# Setup / Package imports
Lets get the necessary packages first :) We will need
* requests to scrape the packages
* pandas for the data handling

In [1]:
import requests
import pandas as pd
import numpy as np


# Getting the data ready
## Read the webpage

In [2]:
url = 'https://en.wikipedia.org/wiki/List_of_postal_codes_of_Canada:_M'
html_data = requests.get(url).text

##  Extract and prepare the dataframe
This will be done by
*  selecting only the relevant table
* renaming the columns
* dropping "not assigned" boroughs
* checking that we do not have "not assigned" neighborhoods (which should be the case after dropping unassigned boroughs)

In [3]:
webpage_data = pd.read_html(html_data)
# we are only interested in the first table
df = webpage_data[0]
# change to american english
df.rename(columns={'Postal Code': 'PostalCode', 'Neighbourhood': 'Neighborhood'}, inplace=True)
# drop unassigned boroughs
df.drop(df[df.Borough == 'Not assigned'].index, inplace=True)
# peek into the data
df.head()

Unnamed: 0,PostalCode,Borough,Neighborhood
2,M3A,North York,Parkwoods
3,M4A,North York,Victoria Village
4,M5A,Downtown Toronto,"Regent Park, Harbourfront"
5,M6A,North York,"Lawrence Manor, Lawrence Heights"
6,M7A,Downtown Toronto,"Queen's Park, Ontario Provincial Government"


In [4]:
#check if we have unassigned neighborhoods
unassigned_neighborhoods = df.loc[df['Neighborhood'] == "Not assigned"]
if(unassigned_neighborhoods.empty):
    print('No unassigned neighborhoods.

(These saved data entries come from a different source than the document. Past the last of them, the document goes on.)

PR #2559, opened 2024-11-01
Introduce kudo writer.

liurenjie1024:
This pr is part of https://github.com/NVIDIA/spark-rapids-jni/pull/2532 , which introduces writer part of kudo format.


jlowe (commented):
There should be some unit tests added (e.g.: serializing row-count only, serializing a simple table of a single int column, serializing a list, serializing a struct, etc.) that examine the bytes serialized to ensure it matches the expected format.

src/main/java/com/nvidia/spark/rapids/jni/kudo/KudoSerializer.java
```diff
@@ -0,0 +1,265 @@
...
+    }
+    return paddedBytes;
+  }
+
+  static long padFor64byteAlignment(long orig) {
+    return ((orig + 63) / 64) * 64;
+  }
+
+  static int safeLongToInt(long value) {
+    assert value >= Integer.MIN_VALUE  : "Value is too small to fit in an int";
```
revans2, line 260: Do we ever want to write negative numbers for any of these values?

src/main/java/com/nvidia/spark/rapids/jni/kudo/KudoTableHeader.java
```diff
@@ -0,0 +1,199 @@
...
+
+  private boolean initialized = false;
+
+
+  public KudoTableHeader(DataInputStream din) throws IOException {
+    readFrom(din);
+  }
+
+  KudoTableHeader(long offset, long numRows, long validityBufferLen, long offsetBufferLen,
+                  long totalDataLen, int numColumns, byte[] hasValidityBuffer) {
```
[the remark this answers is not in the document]
revans2: With that if any of these values should have valid ranges we should check for those ranges here too. (like negative values should not be allowed)

src/main/java/com/nvidia/spark/rapids/jni/kudo/KudoTableHeader.java
```diff
@@ -33,37 +34,61 @@ public final class KudoTableHeader {
...
+    byte[] hasValidityBuffer = new byte[validityBufferLength];
+    din.readFully(hasValidityBuffer);
 
-  public KudoTableHeader(DataInputStream din) throws IOException {
-    readFrom(din);
+    return new KudoTableHeader(offset, numRows, validityBufferLen, offsetBufferLen, totalDataLen, numColumns,
+        hasValidityBuffer);
   }
 
   KudoTableHeader(long offset, long numRows, long validityBufferLen, long offsetBufferLen,
```
revans2, line 78: Still confused why most of these are longs if we are going to make sure that they fit in the range of ints. Especially if this is a package private API that we are the consumers/producers of. That means that `safeLongToNonNegativeInt`, really would just become something to ensure that the value is not-negative.

revans2 (approved):
It looks good enough to ship for me. Especially because the API I have issues with is package private so we can change it later. But I want to hear from Jason on this too.

jlowe (approved):

src/main/java/com/nvidia/spark/rapids/jni/kudo/KudoSerializer.java
```diff
@@ -0,0 +1,293 @@
...
+   * @param table table to write
+   * @param out output stream
+   * @param rowOffset row offset in original table
+   * @param numRows number of rows to write
+   * @return number of bytes written
+   */
+  public long writeToStream(Table table, OutputStream out, int rowOffset, int numRows) {
+    HostColumnVector[] columns = null;
+    try {
+      columns = IntStream.range(0, table.getNumberOfColumns())
```
abellina, line 177: This looks like we are writing the whole `Table` (not sliced? but this is probably what I am missing) for every single partition of such table. Is that true? In the past we had 1 copy per column, not 200 copies per column. I am not seeing where this is getting called so that could explain it.

src/main/java/com/nvidia/spark/rapids/jni/kudo/KudoSerializer.java
```diff
@@ -0,0 +1,293 @@
...
+
+  static long padForHostAlignment(DataWriter out, long bytes) throws IOException {
+    final long paddedBytes = padForHostAlignment(bytes);
+    if (paddedBytes > bytes) {
+      out.write(PADDING, 0, (int) (paddedBytes - bytes));
+    }
+    return paddedBytes;
+  }
+
+  static long padFor64byteAlignment(long orig) {
```
abellina, line 284: this looks to be unused.

src/test/java/com/nvidia/spark/rapids/jni/KudoSerializerTest.java
```diff
@@ -0,0 +1,109 @@
...
+import java.io.ByteArrayInputStream;
+import java.io.ByteArrayOutputStream;
+import java.io.DataInputStream;
+
+import static org.junit.jupiter.api.Assertions.*;
+
+public class KudoSerializerTest {
+
+  @Test
+  public void testRowCountOnly() throws Exception {
```
abellina, line 36: this doesn't test a no-rows case, but it would be nice to add.

src/test/java/com/nvidia/spark/rapids/jni/KudoSerializerTest.java
```diff
@@ -0,0 +1,109 @@
...
+    listBuilder.addColumn(DType.INT32, "c1");
+
+    Schema.Builder structBuilder =  builder.addColumn(DType.STRUCT, "d");
+    structBuilder.addColumn(DType.INT8, "d1");
+    structBuilder.addColumn(DType.INT64, "d2");
+
+    return builder.build();
+  }
+
+  private static Table buildSimpleTable() {
```
abellina, line 94: it would be nice to add a deeply nested case as well. The integration tests in spark-rapids are likely to cover some of this, but as a serialization format, I could see a bit more permutations of columns added to the tests.

src/test/java/com/nvidia/spark/rapids/jni/KudoSerializerTest.java
```diff
@@ -0,0 +1,109 @@
...
+    HostColumnVector.StructType st = new HostColumnVector.StructType(
+        true,
+        new HostColumnVector.BasicType(true, DType.INT8),
+        new HostColumnVector.BasicType(true, DType.INT64)
+    );
+    return new Table.TestBuilder()
+        .column(1, 2, 3, 4)
```
abellina, line 101: could we have a case where the number of rows is `Int.MaxValue`? We have tests for a small number of things, and 0 rows, but not the limit.

src/main/java/com/nvidia/spark/rapids/jni/kudo/KudoSerializer.java
abellina: ah yes, that would be great to mark as "test only". It wasn't obvious to me.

OK')
else:
    raise ValueError("There are {} unassigned neighborhood entries".format(unassigned_neighborhoods.shape[0]))

No unassigned neighborhoods. OK


To finish the webscraping and data preparation, we will print out the total number of remaining rows of our dataframe

In [5]:
row_total = df.shape[0]
print('There are {} rows in the prepared dataframe.'.format(row_total))

There are 103 rows in the prepared dataframe.